Note that if the ARFF format is used as input instead of the default input format, the output format will be the same except that items will be represented by strings instead of integers.

Optional feature: giving names to items

Some users have requested the feature of given names to items instead of using numbers. This feature is offered in the user interface of SPMF and in the command line of SPMF. To use this feature, your file must include @CONVERTED_FROM_TEXT as first line and then several lines to define the names of items in your file. For example, consider the example database "contextInverse.txt". Here we have modified the file to give names to the items: 

@CONVERTED_FROM_TEXT
@ITEM=1=apple
@ITEM=2=orange
@ITEM=3=tomato
@ITEM=4=milk
@ITEM=5=bread
1 2 4 5
1 3
1 2 3 5
2 3
1 2 4 5

In this file, the first line indicates, that it is a file where names are given to items. Then, the second line indicates that the item 1 is called "apple". The third line indicates that the item 2 is called "orange". Then the following lines define four sequences in the SPMF format.

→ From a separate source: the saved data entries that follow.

PR #118, opened 2026-07-05
fix: drop pi-ai/compat subpath, use bare package name (jiti subpath alias bug)

chronoAP:
## Problem

`pi-web-access` 0.13.0 imports from the `@earendil-works/pi-ai/compat` subpath in three files. All fail under the current `pi-coding-agent` + `jiti` 2.7.0 combo:

```
Failed to load extension: Cannot find module
`.../pi-ai/dist/index.js/compat`
```

The extension is completely unloadable.

## Root cause

`pi-coding-agent`'s extension loader (`dist/core/extensions/loader.js`) registers jiti aliases mapping `@earendil-works/*` packages to the right entrypoints:

```js
"@earendil-works/pi-ai": piAiCompatEntry,
"@earendil-works/pi-ai/compat": piAiCompatEntry,
```

**jiti 2.7.0 only honors the bare package-name alias.** Subpath aliases containing `/` are ignored: jiti resolves the package main (`dist/index.js`) and appends the subpath as a literal path, producing `dist/index.js/compat` which does not exist.

The loader comment spells out the intended convention:

> Extensions resolve the pi-ai root to the compat entrypoint (a strict superset of the core entrypoint).

## Fix

Drop the `/compat` subpath everywhere. Import from the bare `@earendil-works/pi-ai`, which the loader alias resolves to the compat entrypoint:

```diff
- import { ... } from "@earendil-works/pi-ai/compat";
+ import { ... } from "@earendil-works/pi-ai";
```

Three files changed (all the call sites):

- `index.ts:4` — static import of `StringEnum`, `complete`, `Model`
- `summary-review.ts:1` — static import of `complete`, `Message`, `Model`
- `openai-search.ts:120` — dynamic `await import(...)` for `getModel`

## Verification

Patched the installed extension, fully reloaded pi:

- Before: `[Extension issues] pi-web-access Failed to load extension: Cannot find module ...`
- After: `[Extensions] ... pi-web-access` loads cleanly, no errors.

`StringEnum`, `complete`, `Message`, `Model`, and `getModel` all resolve via the bare-name alias.

## Notes

- The deeper jiti bug (subpath aliases containing `/` not matched) affects any extension using a subpath import. A jiti-side fix would make this more robust, but this change aligns `pi-web-access` with pi documented extension convention regardless.
- `compat` is explicitly a temporary entrypoint per `pi-ai`, so these imports are already on a deprecation path; this change does not increase exposure.

### DIFF
--- a/index.ts
+++ b/index.ts
@@ -1,7 +1,7 @@
 import type { ExtensionAPI, ExtensionContext } from "@earendil-works/pi-coding-agent";
 import { Box, Text, truncateToWidth } from "@earendil-works/pi-tui";
 import { Type } from "typebox";
-import { StringEnum, complete, type Model } from "@earendil-works/pi-ai/compat";
+import { StringEnum, complete, type Model } from "@earendil-works/pi-ai";
 import { fetchAllContent, type ExtractedContent } from "./extract.ts";
 import { normalizeFetchContentParams } from "./fetch-params.ts";
 import { clearCloneCache } from "./github-extract.ts";
--- a/openai-search.ts
+++ b/openai-search.ts
@@ -117,7 +117,7 @@ function extractAccountId(token: string): string | undefined {
 
 export async function resolveOpenAIAuth(ctx?: ExtensionContext): Promise<OpenAIAuth | undefined> {
 	if (ctx) {
-		const { getModel } = await import("@earendil-works/pi-ai/compat");
+		const { getModel } = await import("@earendil-works/pi-ai");
 		for (const candidate of AUTH_MODEL_CANDIDATES) {
 			for (const modelId of candidate.models) {
 				const model = getModel(candidate.provider, modelId);
--- a/summary-review.ts
+++ b/summary-review.ts
@@ -1,4 +1,4 @@
-import { complete, type Message, type Model } from "@earendil-works/pi-ai/compat";
+import { complete, type Message, type Model } from "@earendil-works/pi-ai";
 import type { ExtensionContext } from "@earendil-works/pi-coding-agent";
 import { loadEnabledModelPatterns, modelMatchesEnabledPatterns } from "./summary-model-scope.ts";
 import type { QueryResultData } from "./storage.ts";


nathanpt:
Thanks for the detailed writeup. I tried to reproduce this against a current install and couldn't — I'd like to share what I found before this merges.

## Reproduction attempt

Environment matching the PR's setup:
- `pi-coding-agent@0.80.2`
- `jiti@2.7.0` (confirmed in the host's `node_modules`)

My fork (`nathanpt/pi-web-access`) imports from `@earendil-works/pi-ai/compat` in the same three sites this PR touches (`index.ts`, `curator/summary-review.ts`, `providers/openai-search.ts` dynamic import). Loaded it with `pi -e .`:

```
Error: Failed to load extension ".../pi-web-access/index.ts": Tool "web_search" conflicts with ...
```

That's a **tool-registration conflict** against a second installed copy — and tool registration only happens *after* a module has loaded successfully. If `/compat` had failed to resolve, I'd see the reporter's `Cannot find module '.../pi-ai/dist/index.js/compat'` instead. The `/compat` subpath resolves fine in the current host.

## The loader handles `/compat` in both modes

`pi-coding-agent`'s `dist/core/extensions/loader.js` registers the subpath alias in **both** runtime paths:

```js
// Node/jiti mode (getAliases())
"@earendil-works/pi-ai": piAiCompatEntry,
"@earendil-works/pi-ai/compat": piAiCompatEntry,   // line 87

// Bun binary mode (VIRTUAL_MODULES)
"@earendil-works/pi-ai": _bundledPiAiCompat,
"@earendil-works/pi-ai/compat": _bundledPiAiCompat, // line 42
```

The Bun-binary path is a plain object lookup — subpath keys work trivially. So the "jiti ignores subpath aliases containing `/`" theory would only affect the Node/jiti path, and there the loader explicitly passes the alias to `createJiti(..., { alias: getAliases() })`. In my install that alias resolves the subpath.

## It's also a no-op even if the bug were real

Per the loader's own comments, the bare `@earendil-works/pi-ai` is aliased to the compat entrypoint as a "strict superset of the core entrypoint." So bare-name and `/compat` resolve to **the same module**. If `/compat` resolution were genuinely broken, swapping the specifier wouldn't fix it — the loader (or jiti) would.

## What I'd want before merging

Could you share:
1. `pi-coding-agent --version` (is the host older than the alias registration?)
2. Whether it reproduces after clearing the jiti cache / a fresh `pi install`

Most plausible explanations for the symptom, none of which the PR addresses:
- **Stale jiti cache** — cached transpiled modules can produce exactly this path-append artifact; a cache clear often fixes it.
- **Old host** — pre-0.80 hosts may not register the `/compat` alias key.
- **Broken `@earendil-works/pi-ai` install** — missing the `./compat` exports map.

Happy to be wrong here — if there's a real jiti 2.7.0 subpath-alias bug, a minimal repro (just the alias + a one-line import, no pi needed) would settle it quickly. But on the current evidence I don't think this change fixes a real bug, and it moves away from the explicit, self-documenting `/compat` specifier.

chronoAP:
I'lll have a look on my end when I get a second - could just be a local issue on my machine.

nicobailon:
Thanks for chasing this down. Current main intentionally keeps the `@earendil-works/pi-ai/compat` import path for the supported Pi 0.80.x runtime, and the reported 0.79.x failure appears obsolete after upgrading. This PR is also stale/conflicting now, so I’m closing it rather than merging the bare-package import change.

Then, if we apply a sequential pattern mining algorithm using this file using the user interface of SPMF or the command line, the output file contains several patterns, including the following ones:

bread ==> milk #SUP: 2 #CONF: 0.6666666666666666
milk ==> bread #SUP: 2 #CONF: 1.0

Note that this feature could be also used from the source code of SPMF using the ResultConverter class. However, there is currently no example provided for using it from the source code.

Where can I get more information about this algorithm?

The AprioriInverse algorithm and how to generate sporadic rules are described in this paper:

Yun Sing Koh, Nathan Rountree: Finding Sporadic Rules Using Apriori-Inverse. PAKDD 2005: 97-106.

For a good overview of itemset mining and association rule mining, you may read this survey paper.